▸ **Exercise aim**: What is the number of lines in the data below that hold the word "arguments"? Give nothing beyond that number.

▸ **Material for this exercise**:
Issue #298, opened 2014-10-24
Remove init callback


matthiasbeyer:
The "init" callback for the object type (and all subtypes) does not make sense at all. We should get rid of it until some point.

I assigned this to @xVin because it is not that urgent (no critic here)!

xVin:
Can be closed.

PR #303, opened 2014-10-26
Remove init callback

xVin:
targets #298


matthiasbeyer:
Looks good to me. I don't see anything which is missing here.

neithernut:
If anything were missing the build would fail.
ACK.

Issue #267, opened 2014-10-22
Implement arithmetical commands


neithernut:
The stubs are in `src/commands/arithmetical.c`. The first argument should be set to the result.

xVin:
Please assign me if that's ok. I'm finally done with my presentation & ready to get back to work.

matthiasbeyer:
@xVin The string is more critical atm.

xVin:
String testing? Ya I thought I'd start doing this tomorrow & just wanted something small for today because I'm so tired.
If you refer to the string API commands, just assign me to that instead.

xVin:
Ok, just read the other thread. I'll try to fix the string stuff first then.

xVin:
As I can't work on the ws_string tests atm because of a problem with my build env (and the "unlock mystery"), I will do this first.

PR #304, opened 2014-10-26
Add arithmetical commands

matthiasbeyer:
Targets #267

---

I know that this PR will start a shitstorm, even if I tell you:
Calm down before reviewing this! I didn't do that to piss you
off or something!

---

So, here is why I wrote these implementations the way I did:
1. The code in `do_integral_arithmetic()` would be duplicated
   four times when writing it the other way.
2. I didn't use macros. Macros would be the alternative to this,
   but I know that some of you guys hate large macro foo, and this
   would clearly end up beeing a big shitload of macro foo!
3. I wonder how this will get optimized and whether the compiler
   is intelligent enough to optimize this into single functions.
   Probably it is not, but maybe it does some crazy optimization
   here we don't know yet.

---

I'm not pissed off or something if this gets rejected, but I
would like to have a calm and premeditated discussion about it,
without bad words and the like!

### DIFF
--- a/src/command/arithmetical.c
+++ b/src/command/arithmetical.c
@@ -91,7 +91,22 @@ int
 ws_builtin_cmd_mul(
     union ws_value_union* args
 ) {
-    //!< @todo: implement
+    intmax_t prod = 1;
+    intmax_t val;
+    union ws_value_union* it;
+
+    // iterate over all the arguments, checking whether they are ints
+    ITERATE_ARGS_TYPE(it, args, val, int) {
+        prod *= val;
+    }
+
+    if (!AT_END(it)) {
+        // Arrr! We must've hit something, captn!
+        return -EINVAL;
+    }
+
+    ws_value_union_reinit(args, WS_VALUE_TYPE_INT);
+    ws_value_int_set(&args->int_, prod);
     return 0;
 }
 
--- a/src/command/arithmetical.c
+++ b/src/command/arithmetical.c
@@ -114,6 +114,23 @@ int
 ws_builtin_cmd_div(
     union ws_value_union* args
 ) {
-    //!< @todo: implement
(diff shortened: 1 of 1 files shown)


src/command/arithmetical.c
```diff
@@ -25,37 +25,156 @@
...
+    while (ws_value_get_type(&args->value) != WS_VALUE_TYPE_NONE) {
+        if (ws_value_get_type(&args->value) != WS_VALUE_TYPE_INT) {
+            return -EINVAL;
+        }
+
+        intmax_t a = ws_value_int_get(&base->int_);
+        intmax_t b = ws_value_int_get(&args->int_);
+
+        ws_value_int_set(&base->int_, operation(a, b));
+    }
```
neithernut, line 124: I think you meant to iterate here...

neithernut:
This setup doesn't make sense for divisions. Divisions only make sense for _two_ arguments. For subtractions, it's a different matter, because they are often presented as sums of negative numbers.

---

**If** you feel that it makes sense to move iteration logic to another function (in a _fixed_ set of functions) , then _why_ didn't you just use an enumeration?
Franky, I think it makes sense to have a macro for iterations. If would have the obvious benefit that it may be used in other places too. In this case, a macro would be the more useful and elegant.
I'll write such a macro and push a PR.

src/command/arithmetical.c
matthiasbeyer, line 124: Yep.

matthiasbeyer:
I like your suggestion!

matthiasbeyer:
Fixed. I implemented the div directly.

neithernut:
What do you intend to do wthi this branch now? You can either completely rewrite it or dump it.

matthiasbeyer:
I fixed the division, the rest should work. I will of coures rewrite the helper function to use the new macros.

▸ **Written answer**: 2